((
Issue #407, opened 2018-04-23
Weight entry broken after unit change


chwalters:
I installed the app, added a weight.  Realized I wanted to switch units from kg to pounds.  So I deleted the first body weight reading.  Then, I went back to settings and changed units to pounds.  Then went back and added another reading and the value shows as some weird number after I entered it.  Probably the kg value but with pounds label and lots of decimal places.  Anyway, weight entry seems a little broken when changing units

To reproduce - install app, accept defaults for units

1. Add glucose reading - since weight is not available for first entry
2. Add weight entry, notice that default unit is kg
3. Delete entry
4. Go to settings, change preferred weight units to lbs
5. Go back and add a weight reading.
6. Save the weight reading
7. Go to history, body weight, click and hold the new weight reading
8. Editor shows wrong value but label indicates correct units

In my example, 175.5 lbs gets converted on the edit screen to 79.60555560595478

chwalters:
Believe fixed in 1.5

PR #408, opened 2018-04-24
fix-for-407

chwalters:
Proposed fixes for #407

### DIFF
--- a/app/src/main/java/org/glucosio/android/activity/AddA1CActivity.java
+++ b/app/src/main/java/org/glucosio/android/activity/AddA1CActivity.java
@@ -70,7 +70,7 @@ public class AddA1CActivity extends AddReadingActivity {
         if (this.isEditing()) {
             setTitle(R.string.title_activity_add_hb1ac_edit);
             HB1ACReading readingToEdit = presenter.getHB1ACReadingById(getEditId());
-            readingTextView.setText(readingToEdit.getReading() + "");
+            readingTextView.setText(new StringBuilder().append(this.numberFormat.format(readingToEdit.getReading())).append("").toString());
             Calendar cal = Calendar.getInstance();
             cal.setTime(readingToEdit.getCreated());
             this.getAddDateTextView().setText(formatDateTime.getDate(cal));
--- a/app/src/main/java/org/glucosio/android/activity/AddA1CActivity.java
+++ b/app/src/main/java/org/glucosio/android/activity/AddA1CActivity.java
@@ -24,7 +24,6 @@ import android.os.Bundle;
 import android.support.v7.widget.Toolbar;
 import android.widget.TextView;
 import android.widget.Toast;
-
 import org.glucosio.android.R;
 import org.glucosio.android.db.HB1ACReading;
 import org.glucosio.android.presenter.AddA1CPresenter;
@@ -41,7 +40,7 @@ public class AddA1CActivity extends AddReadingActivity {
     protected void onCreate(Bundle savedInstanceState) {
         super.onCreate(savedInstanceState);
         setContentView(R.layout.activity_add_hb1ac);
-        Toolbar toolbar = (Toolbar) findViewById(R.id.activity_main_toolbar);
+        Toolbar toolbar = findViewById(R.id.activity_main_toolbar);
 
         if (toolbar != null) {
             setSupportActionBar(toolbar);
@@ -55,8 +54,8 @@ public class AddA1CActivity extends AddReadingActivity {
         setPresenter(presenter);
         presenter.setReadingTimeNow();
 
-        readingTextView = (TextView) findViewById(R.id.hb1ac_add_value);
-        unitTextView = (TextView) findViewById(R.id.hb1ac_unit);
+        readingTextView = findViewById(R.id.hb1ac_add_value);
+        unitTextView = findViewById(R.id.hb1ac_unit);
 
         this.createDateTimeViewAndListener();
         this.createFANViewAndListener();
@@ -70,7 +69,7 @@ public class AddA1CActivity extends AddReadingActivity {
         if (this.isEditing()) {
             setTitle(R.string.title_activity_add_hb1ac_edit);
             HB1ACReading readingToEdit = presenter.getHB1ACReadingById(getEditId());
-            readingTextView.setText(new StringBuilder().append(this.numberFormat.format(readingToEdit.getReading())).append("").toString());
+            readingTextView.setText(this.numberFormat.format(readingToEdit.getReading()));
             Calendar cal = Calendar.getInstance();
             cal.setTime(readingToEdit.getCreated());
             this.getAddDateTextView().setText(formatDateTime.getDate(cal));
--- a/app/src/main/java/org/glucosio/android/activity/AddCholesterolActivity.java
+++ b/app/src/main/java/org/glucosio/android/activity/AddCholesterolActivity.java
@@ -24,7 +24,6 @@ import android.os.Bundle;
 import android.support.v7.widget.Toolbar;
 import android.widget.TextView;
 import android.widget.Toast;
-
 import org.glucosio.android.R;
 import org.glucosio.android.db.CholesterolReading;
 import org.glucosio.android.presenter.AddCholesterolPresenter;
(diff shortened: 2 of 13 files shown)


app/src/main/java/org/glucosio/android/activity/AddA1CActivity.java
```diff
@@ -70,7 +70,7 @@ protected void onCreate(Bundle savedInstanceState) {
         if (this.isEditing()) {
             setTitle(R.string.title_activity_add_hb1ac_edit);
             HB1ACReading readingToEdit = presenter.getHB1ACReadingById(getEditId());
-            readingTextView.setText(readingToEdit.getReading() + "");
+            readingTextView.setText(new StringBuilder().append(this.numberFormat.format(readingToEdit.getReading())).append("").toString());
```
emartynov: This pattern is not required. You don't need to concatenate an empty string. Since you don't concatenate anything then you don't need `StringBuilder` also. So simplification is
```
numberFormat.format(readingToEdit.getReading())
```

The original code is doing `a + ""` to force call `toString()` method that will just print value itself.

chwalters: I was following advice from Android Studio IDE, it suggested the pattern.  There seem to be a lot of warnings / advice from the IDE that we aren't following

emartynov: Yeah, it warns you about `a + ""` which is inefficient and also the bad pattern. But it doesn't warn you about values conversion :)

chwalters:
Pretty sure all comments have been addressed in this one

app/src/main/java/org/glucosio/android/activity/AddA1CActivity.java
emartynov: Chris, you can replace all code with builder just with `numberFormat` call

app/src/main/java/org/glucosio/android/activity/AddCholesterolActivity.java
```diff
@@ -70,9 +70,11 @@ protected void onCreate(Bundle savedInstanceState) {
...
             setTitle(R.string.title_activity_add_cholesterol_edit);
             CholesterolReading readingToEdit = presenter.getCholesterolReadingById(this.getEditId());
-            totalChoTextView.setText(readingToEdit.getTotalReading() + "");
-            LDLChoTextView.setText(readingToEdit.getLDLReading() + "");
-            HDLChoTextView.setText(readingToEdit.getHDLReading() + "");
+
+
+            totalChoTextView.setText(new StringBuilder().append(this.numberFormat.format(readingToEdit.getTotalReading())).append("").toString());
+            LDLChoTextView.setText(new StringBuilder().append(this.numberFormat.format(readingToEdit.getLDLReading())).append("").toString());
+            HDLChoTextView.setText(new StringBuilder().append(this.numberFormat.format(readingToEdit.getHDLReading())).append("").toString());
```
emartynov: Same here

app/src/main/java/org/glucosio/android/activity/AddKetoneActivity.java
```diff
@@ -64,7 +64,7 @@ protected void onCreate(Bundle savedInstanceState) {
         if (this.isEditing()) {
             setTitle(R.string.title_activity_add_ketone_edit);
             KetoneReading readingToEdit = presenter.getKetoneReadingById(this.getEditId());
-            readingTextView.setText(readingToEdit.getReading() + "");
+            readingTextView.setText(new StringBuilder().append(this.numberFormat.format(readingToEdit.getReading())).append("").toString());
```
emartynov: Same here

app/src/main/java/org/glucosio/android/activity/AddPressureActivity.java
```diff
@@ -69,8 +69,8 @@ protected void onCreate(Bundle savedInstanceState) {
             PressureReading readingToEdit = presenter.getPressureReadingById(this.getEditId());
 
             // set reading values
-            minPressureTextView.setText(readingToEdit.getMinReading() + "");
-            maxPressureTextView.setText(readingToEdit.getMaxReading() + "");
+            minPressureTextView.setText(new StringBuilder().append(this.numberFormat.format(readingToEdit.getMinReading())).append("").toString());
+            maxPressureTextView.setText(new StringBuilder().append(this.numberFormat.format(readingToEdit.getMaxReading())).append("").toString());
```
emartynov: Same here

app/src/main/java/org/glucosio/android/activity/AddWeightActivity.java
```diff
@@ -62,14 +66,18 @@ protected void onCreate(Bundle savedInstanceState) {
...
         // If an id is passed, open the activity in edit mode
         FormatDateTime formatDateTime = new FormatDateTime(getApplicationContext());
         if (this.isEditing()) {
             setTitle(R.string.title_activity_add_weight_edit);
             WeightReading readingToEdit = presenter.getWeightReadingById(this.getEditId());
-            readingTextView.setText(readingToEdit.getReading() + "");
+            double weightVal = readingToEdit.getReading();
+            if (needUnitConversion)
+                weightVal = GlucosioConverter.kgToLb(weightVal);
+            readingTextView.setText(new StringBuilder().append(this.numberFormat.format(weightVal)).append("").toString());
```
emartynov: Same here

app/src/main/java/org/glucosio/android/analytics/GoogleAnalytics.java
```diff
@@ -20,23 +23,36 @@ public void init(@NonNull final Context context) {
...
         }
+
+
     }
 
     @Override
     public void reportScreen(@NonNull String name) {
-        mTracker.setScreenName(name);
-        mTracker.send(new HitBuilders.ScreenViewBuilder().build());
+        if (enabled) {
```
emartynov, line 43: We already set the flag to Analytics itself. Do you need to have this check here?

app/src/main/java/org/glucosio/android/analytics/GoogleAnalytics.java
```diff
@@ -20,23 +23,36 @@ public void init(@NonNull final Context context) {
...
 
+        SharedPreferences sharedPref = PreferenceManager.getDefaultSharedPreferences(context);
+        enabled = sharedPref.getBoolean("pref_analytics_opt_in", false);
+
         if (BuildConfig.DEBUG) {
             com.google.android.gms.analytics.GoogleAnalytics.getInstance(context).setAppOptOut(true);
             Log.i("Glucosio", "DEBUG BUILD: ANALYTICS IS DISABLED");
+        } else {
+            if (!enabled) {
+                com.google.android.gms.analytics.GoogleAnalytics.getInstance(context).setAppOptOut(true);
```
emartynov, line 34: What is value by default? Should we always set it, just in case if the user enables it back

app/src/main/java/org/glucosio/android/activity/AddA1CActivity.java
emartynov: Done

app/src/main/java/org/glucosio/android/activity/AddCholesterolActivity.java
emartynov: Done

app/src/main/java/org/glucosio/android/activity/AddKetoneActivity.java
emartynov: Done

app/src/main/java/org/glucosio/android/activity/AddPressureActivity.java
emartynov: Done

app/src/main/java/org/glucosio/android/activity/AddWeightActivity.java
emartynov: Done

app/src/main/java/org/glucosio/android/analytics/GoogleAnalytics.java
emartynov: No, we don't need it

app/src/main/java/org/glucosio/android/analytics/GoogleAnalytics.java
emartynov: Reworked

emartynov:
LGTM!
))
What you are asked to do: Go through the records and pull out each line that includes the word "body".

Solution for this exercise:
I installed the app, added a weight.  Realized I wanted to switch units from kg to pounds.  So I deleted the first body weight reading.  Then, I went back to settings and changed units to pounds.  Then went back and added another reading and the value shows as some weird number after I entered it.  Probably the kg value but with pounds label and lots of decimal places.  Anyway, weight entry seems a little broken when changing units
7. Go to history, body weight, click and hold the new weight reading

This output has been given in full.